Why Ethernet didn’t work, the real story
Monday, November 19th, 2007
I was just browsing around on Slashdot a bit, and I found an article on the topic of Token Ring Networks.
We all know that back in the day, Token Ring was considered ‘better’ than Ethernet because Ethernet would start colliding like mad under heavy (60/70% and higher) loads. This was because there was no central authority on who was allowed to send over the wire with Ethernet, so nodes on the network had to duke it out amongst themselves using Carrier Sense Multiple Access with Collision Detection. The more nodes on the network, the more collisions. Token Ring didn’t suffer from the same problem, giving higher possible loads on a network.
But this interesting comment on Slashdot claims something else:
In theory, Ethernet on coax should be stable under heavy load. But in the late 1980s and early 1990s, it wasn’t, due to defective design of some widely used interface chips. Here’s the actual story. See this note by Wes Irish at Xerox PARC [link dead, so not included]
The worst device was the SEEQ 8003 chip, found in some Cisco and SGI devices. Due to an error in the design of its hardware state machine, it would turn on its transmitter for a few nanoseconds in the middle of an interframe gap. This noise caused other machines on the LAN to restart their interframe gap timers and ignore the next packet, if it followed closely enough. This happened even if the SEEQ chip was neither the sender or the receiver of the packets involved. So as soon as you plugged one of these things into a LAN, throughput went down, even if it wasn’t doing anything. A network analyzer wouldn’t even see the false collision; this was at too low a level.
This was tough to find. Wes Irish worked on the problem by arranging for both ends of Xerox PARC’s main coax LAN to terminate in one office.

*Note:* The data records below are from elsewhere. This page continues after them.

PR #399, opened 2023-10-26
feat(reactjs-todo): add social login for react todo sample app

juanManuel05:
# JIRA Ticket

https://bugster.forgerock.org/jira/browse/SDKS-2762

# Description
add social login for react todo sample app
# Type of Change

### DIFF
--- a/samples/angular-todo/src/app/features/journey/form/form.component.html
+++ b/samples/angular-todo/src/app/features/journey/form/form.component.html
@@ -196,7 +196,7 @@ of the MIT license. See the LICENSE file for details.
               </app-confirmation>
 
               <!--
-                Handle a RedirectCallback using the Kba component.
+                Handle a RedirectCallback using the loading component.
                 Emitted questions and answers are used to set the values on the callback.
               -->
               <app-loading
--- a/samples/reactjs-todo/client/components/icons/apple-icon.js
+++ b/samples/reactjs-todo/client/components/icons/apple-icon.js
@@ -1,0 +1,40 @@
+/*
+ * forgerock-sample-web-react
+ *
+ * apple-icon.js
+ *
+ * Copyright (c) 2021 ForgeRock. All rights reserved.
+ * This software may be modified and distributed under the terms
+ * of the MIT license. See the LICENSE file for details.
+ */
+
+import React from 'react';
+
+/**
+ * @function AppleIcon - React component for the user icon representing the apple icon
+ * @param {Object} props - React props object
+ * @param {string} props.classes - A string of classnames to be set on component
+ * @param {string} props.size - A string representing the intended size of the rendering
+ * @returns {Object} - React JSX Object
+ */
+export default function AppleIcon({ classes = '', size = '24px' }) {
+  return (
+    <svg
+      xmlns="http://www.w3.org/2000/svg"
+      className={classes}
+      height={size}
+      width={size}
+      viewBox="0 0 256 256"
+    >
+      <g fill="#070000" strokeMiterlimit="10" style={{ mixBlendMode: 'normal' }}>
+        <path d="M0 256V0h256v256z"></path>
+      </g>
+      <path
+        fill="#fff"
+        strokeMiterlimit="10"
+        d="M32.5 44c-1.778 0-3.001-.577-4.08-1.086C27.38 42.424 26.481 42 25 42c-1.481 0-2.38.424-3.42.914C20.501 43.423 19.278 44 17.5 44 13.174 44 6 34.071 6 23.5 6 16.49 10.832 11 17 11c2.027 0 3.259.581 4.346 1.093C22.378 12.58 23.27 13 25 13s2.622-.42 3.654-.907C29.741 11.581 30.973 11 33 11c2.664 0 5.033.982 7.042 2.921a1.5 1.5 0 01-.288 2.376C37.438 17.644 36 20.499 36 23.75c0 3.661 2.004 6.809 4.986 7.831.391.134.709.423.879.799.171.375.18.805.023 1.188C39.461 39.515 35.424 44 32.5 44zm-7-34a1.499 1.499 0 01-1.494-1.637c.012-.123.303-3.045 2.593-5.382C28.753.781 30.85.127 31.081.059a1.5 1.5 0 011.904 1.652c-.034.241-.389 2.436-2.232 4.899-1.973 2.636-4.791 3.322-4.91 3.35-.114.027-.229.04-.343.04z"
+        transform="scale(5.33333)"
+      ></path>
+    </svg>
+  );
+}
--- a/samples/reactjs-todo/client/components/journey/form.js
+++ b/samples/reactjs-todo/client/components/journey/form.js
@@ -9,7 +9,7 @@
  */
 
 import React, { Fragment, useEffect, useContext, useReducer } from 'react';
-import { useNavigate } from 'react-router-dom';
+import { useNavigate, useSearchParams } from 'react-router-dom';
 
 import Boolean from './boolean';
 import { DEBUGGER } from '../../constants';
@@ -27,11 +27,12 @@ import Unknown from './unknown';
 import Button from './button';
 import TextOutput from './text-output';
 import Confirmation from './confirmation';
-import { FRWebAuthn, WebAuthnStepType } from '@forgerock/javascript-sdk';
+import { FRWebAuthn, WebAuthnStepType, FRAuth, CallbackType } from '@forgerock/javascript-sdk';
 import WebAuthn from './web-authn';
 import KeyIcon from '../../components/icons/key-icon';
 import NewUserIcon from '../../components/icons/new-user-icon';
 import FingerPrintIcon from '../../components/icons/finger-print-icon';
+import IdentityProvider from './identity-provider';
 
 /**
  * @function Form - React component for managing the user authentication journey
@@ -56,6 +57,16 @@ export default function Form({ action, bottomMessage, followUp, topMessage }) {
   const [form] = useReducer(treeReducer, treeReducer(null, action));
   // Used for redirection after success
   const navigate = useNavigate();
+  const [params] = useSearchParams();
+
+  // Get the code and state from the URL query parameters
+  const codeParam = params.get('code');
+  const stateParam = params.get('state');
+
+  let resumeUrl = '';
+  if (codeParam && stateParam) {
+    resumeUrl = window.location.href;
+  }
 
   /**
    * Custom "hook" for handling form orchestration
@@ -63,7 +74,7 @@ export default function Form({ action, bottomMessage, followUp, topMessage }) {
   const [
     { formFailureMessage, renderStep, submittingForm, user },
     { setSubmissionStep, setSubmittingForm },
-  ] = useJourneyHandler({ action, form });
+  ] = useJourneyHandler({ action, form, resumeUrl });
 
   /**
    * If the user successfully authenticates, let React complete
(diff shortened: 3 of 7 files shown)


samples/reactjs-todo/client/components/journey/form.js
```diff
@@ -172,7 +191,32 @@ export default function Form({ action, bottomMessage, followUp, topMessage }) {
...
+    const selectIdPCallback = renderStep?.getCallbacksOfType(CallbackType.SelectIdPCallback);
+
+    if (selectIdPCallback?.length > 0) {
+      const nameCallBacksInputs = renderStep?.getCallbackOfType(CallbackType.NameCallback);
+      const idToken2Input = nameCallBacksInputs?.getInputValue('IDToken2');
+
+      if (isIdentityProviderLogin(selectIdPCallback[0]) && idToken2Input !== '') {
+        selectIdPCallback[0].setInputValue('localAuthentication', 0);
+      }
+    }
```
cerebrl, line 219: I'm not sure I understand the intent here. Can you elaborate on what this is doing? 

Just speaking generically, there are a few things that give me hesitation here:

1. It seems like we have logic at the form level that should be at the callback level. We should be able to achieve a cleaner implementation, similar to what we have in the Login Framework. Please checkout the implementation in that project to get a sense of how we do it there.
2. We have logic that uses values that may be inconsistent between journey designs. The reliance of `IDToken2` will not always be reliable as it's an implementation detail of the journey itself, rather than a guaranteed interface.

samples/reactjs-todo/client/components/journey/form.js
```diff
@@ -132,12 +143,20 @@ export default function Form({ action, bottomMessage, followUp, topMessage }) {
...
     }
   }
-
+  function isIdentityProviderLogin(callback) {
+    return callback
+      ?.getOutputByName('providers', [])
+      .filter((provider) => provider.provider !== 'localAuthentication').length > 0
+      ? true
+      : false;
+  }
```
cerebrl, line 159: I'm a bit confused here. Is the intention to identify if this is social login by testing if it has 1 or more social identity providers, once you filter out `localAuthentication`? I ask because if there's a `SelectIdPCallback` in the step, this will always be true. The `SelectIdPCallback` will never have just `localAuthentication` in it. So, the existence of `SelectIdPCallback` is itself enough to detect social login.

samples/reactjs-todo/client/components/icons/apple-icon.js
```diff
@@ -0,0 +1,52 @@
...
+      viewBox="0 0 256 256"
+    >
+      <g
+        fill="#070000"
+        strokeMiterlimit="10"
+        fontFamily="none"
+        fontSize="none"
+        fontWeight="none"
+        textAnchor="none"
+        style={{ mixBlendMode: 'normal' }}
```
cerebrl, line 36: I believe all these properties can be removed, yeah?

samples/reactjs-todo/client/components/icons/apple-icon.js
```diff
@@ -0,0 +1,52 @@
...
+      </g>
+      <path
+        fill="#fff"
+        strokeMiterlimit="10"
+        d="M32.5 44c-1.778 0-3.001-.577-4.08-1.086C27.38 42.424 26.481 42 25 42c-1.481 0-2.38.424-3.42.914C20.501 43.423 19.278 44 17.5 44 13.174 44 6 34.071 6 23.5 6 16.49 10.832 11 17 11c2.027 0 3.259.581 4.346 1.093C22.378 12.58 23.27 13 25 13s2.622-.42 3.654-.907C29.741 11.581 30.973 11 33 11c2.664 0 5.033.982 7.042 2.921a1.5 1.5 0 01-.288 2.376C37.438 17.644 36 20.499 36 23.75c0 3.661 2.004 6.809 4.986 7.831.391.134.709.423.879.799.171.375.18.805.023 1.188C39.461 39.515 35.424 44 32.5 44zm-7-34a1.499 1.499 0 01-1.494-1.637c.012-.123.303-3.045 2.593-5.382C28.753.781 30.85.127 31.081.059a1.5 1.5 0 011.904 1.652c-.034.241-.389 2.436-2.232 4.899-1.973 2.636-4.791 3.322-4.91 3.35-.114.027-.229.04-.343.04z"
+        fontFamily="none"
+        fontSize="none"
+        fontWeight="none"
+        textAnchor="none"
+        transform="scale(5.33333)"
```
cerebrl, line 48: These too should be removable, yeah?

samples/reactjs-todo/client/components/journey/identity-provider.js
```diff
@@ -0,0 +1,67 @@
...
+  function getDisplayName(idp) {
+    switch (idp.uiConfig.buttonDisplayName) {
+      case 'Google':
+        return 'Google';
+      case 'Facebook':
+        return 'Facebook';
+      case 'Apple':
+        return 'Apple';
+      default:
+        return 'Google';
```
cerebrl, line 44: We should probably default to a generic text only button. Falling back to Google feels a bit odd here.

samples/reactjs-todo/client/components/journey/identity-provider.js
```diff
@@ -0,0 +1,67 @@
...
+        <button
+          className={providersClass[provider.uiConfig.buttonDisplayName]}
+          key={idx}
+          onClick={() => onSetProvider(provider.provider)}
+        >
+          {providerName === 'Google' ? (
+            <GoogleIcon size="24px" />
+          ) : providerName === 'Apple' ? (
+            <AppleIcon size="24px" />
+          ) : null}{' '}
```
cerebrl, line 61: Is there a reason we have Facebook in the logic above, but not implemented here?

cerebrl (changes requested):

samples/reactjs-todo/client/components/journey/identity-provider.js
juanManuel05: we've had the same question for the angular implementation. I did it this way because the idp service didn't come along with a facebook icon. Just followed the design

samples/reactjs-todo/client/components/icons/apple-icon.js
juanManuel05: removing it breaks the svg 
image

samples/reactjs-todo/client/components/journey/form.js
juanManuel05: right, removed!

samples/reactjs-todo/client/components/journey/form.js
juanManuel05: thanks for the comment, let's see if i can be clear enough. When logging locally via user/password, the step coming back from AM comes along with 3 types of CB (selectIDPcallback, nameCallback and passwordCallback). I'd say due to the implementation of the journey/AM, the selectIdPCallback .input[0] for the payload has the value of the first idp, in this case facebook, so it leads to a failure authentication as if it is local log-in that value "selectIdPCallback --> input[0]  -->**idToken1**" must be "localAuthentication". So having said this, i proceed to do this exactly:
1) i check the existence of a selectIdpCallback, since this "misbehavior" only occurs for the selectIdpCallback
2) if so, grab for the nameCallback to detect if it's local auth. If this value is empty(the user didn't enter a name for that input in the form), it is social-login log-in, don't do anything.
3) Check for the the value of its input, if it has a value we want it to be 'localAuthentication' as we're logging in bia user/password **through a selectIdpCallback** , hence set the value manually. Keep in mind that it could be a selectIdpCallback and still be a user/password log-in, which is why i only set the value manually if nameCallback has a value. I could've logged in via google and nameCallback would be emtpy, as the user didn't enter the username, in that case i wouldn't do anything
I attach an image where i'm logging in via username/password, the stepRender has a value of "facebook-web" for the selectIdPCallback .input[0], as mentioned before it is supposed to be 'localAuthentiction', then i proceed to set it.
image

juanManuel05: UPDATE: we could go for this workaround. I took parte of the logic from the login widget but it's still necessary to check for the NameCallBack input. In the image, the nameCallbackInput is empty, which means it is accesing via idp(google-web-juan) and we don't need to set the provider to localAuthentication, we leave it as it is
image

**solution proposed:**
image

samples/reactjs-todo/client/components/icons/apple-icon.js
cerebrl: Which of the above properties are required? I wouldn't think al the `font*` related properties are required, yeah? We can keep the ones required, but trim the ones that aren't.

samples/reactjs-todo/client/components/icons/apple-icon.js
cerebrl: Here too. Maybe the `transform` property is needed, but I wouldn't think the `font*` related properties would be needed.

samples/reactjs-todo/client/components/journey/form.js
cerebrl: > When logging locally via user/password, the step coming back from AM comes along with 3 types of CB (selectIDPcallback, nameCallback and passwordCallback). I'd say due to the implementation of the journey/AM, the selectIdPCallback .input[0] for the payload has the value of the first idp, in this case facebook, so it leads to a failure authentication as if it is local log-in that value "selectIdPCallback --> input[0] -->idToken1" must be "localAuthentication".

Sure, I believe the most optimal way of handling this is what we do in the `select-idp.svelte` component here:https://github.com/ForgeRock/forgerock-web-login-framework/blob/beta/src/lib/journey/callbacks/select-idp/select-idp.svelte#L50. 

The logic is simply this:

1. If the `SelectIdPCallback` has `localAuthentication` option, immediately change the default value to local option
2. If the user fills out the username and password without interaction of the providers, then no need to change from local option
3. If the user wants to use Google or whatever, then they will click on the provider altering the default we set
4. If the user clicks on on a social provider, they can't "change their mind" as the redirect will take them away from the Widget, and they will have to return, resetting the default back to local

Does that make sense? This way, callbacks don't need to know about each other and the stage level doesn't have to have knowledge about specific callbacks.

samples/reactjs-todo/client/components/icons/apple-icon.js
juanManuel05: done

samples/reactjs-todo/client/components/icons/apple-icon.js
juanManuel05: done

samples/reactjs-todo/client/components/journey/identity-provider.js
juanManuel05: done

samples/reactjs-todo/client/components/journey/form.js
juanManuel05: i took the logic from this very component and if i only used that "if" the social provider log-in breaks. In the example below i logged in via google. i do have localAuthentication (1), therefore it will enter into the "if", and the provider(in thise case google-web-juan) (2) will be overwritten to "localAuthentication" but we dont want that, we want it to remain as "google-web-juan" as we're accesing via google. (4)
image

image

cerebrl: This is likely because you have this logic inside the "bare" component, rather than within a `useEffect` with `[]` dependencies. For every change in state, the components will rerun themselves, and you'll keep setting the provider back to `localAuthentication` over and over. What you want is to just set that value at first render, but NOT every subsequent render, allowing the user to select and keep the desired option.

Can you move this logic for setting the default `localAuthentication` provider setting into the `identity-provider` component, and wrap it in a `useEffect`, so it only runs once on initial render? I have a feeling that will fix your issue.

@ryanbas21 Does my above logic make sense to you. If it does, can you help out here?

ryanbas21 (approved):

samples/angular-todo/src/app/features/journey/form/form.component.html
```diff
@@ -196,7 +196,7 @@ <h1 class="text-center fs-2 mb-3" *ngIf="title">{{ title }}</h1>
               </app-confirmation>
 
               <!--
-                Handle a RedirectCallback using the Kba component.
```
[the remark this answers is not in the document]
juanManuel05: oh yes, it should've been like this in the first place. When i did the angular implementation i copied the text from another component and forgot to rename it.

samples/reactjs-todo/client/components/journey/identity-provider.js
```diff
@@ -0,0 +1,67 @@
...
+  const identityProviders = callback
+    .getProviders()
+    .filter((provider) => provider.provider !== 'localAuthentication');
+
+  function onSetProvider(provider) {
+    if (DEBUGGER) debugger;
+    callback.setProvider(provider);
+  }
+
+  function getDisplayName(idp) {
```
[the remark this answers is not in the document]
juanManuel05: agree, done

cerebrl (approved):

Then he hooked up a LeCroy digital oscilloscope to both ends. Then he tapped into a machine with an Ethernet controller to bring out a signal when the problem was detected and trigger the oscilloscope. Then, when the problem occured, he had a copy of the entire packet as an analog waveform stored in the scope. This could then be printed with a thermal printer and gone over by hand.
Because he had the same signal from both ends of the wire, the wierd SEEQ interference mentioned above appeared time-shifted due to speed of light lag, making it clear that the interference was from a different node than the one that was supposed to be sending. You could measure the time shift and figure out from where on the cable the noise was being inserted. Which he did.
It took some convincing to get manufacturers to admit there was a problem. It helped that Wes was at Xerox PARC, where Ethernet was born. I went up there to see his work, and once I saw the waveforms, I was convinced. There was much faxing of waveform printouts for a few months, and some vendors were rather unhappy, but the problem got fixed.
So that’s why.
I’m not completely convinced that is the real reason why Ethernet didn’t perform well under high loads back in the day (these days, switches take care of the problem of high levels of collisions on Ethernet networks), but it does make for an interesting read.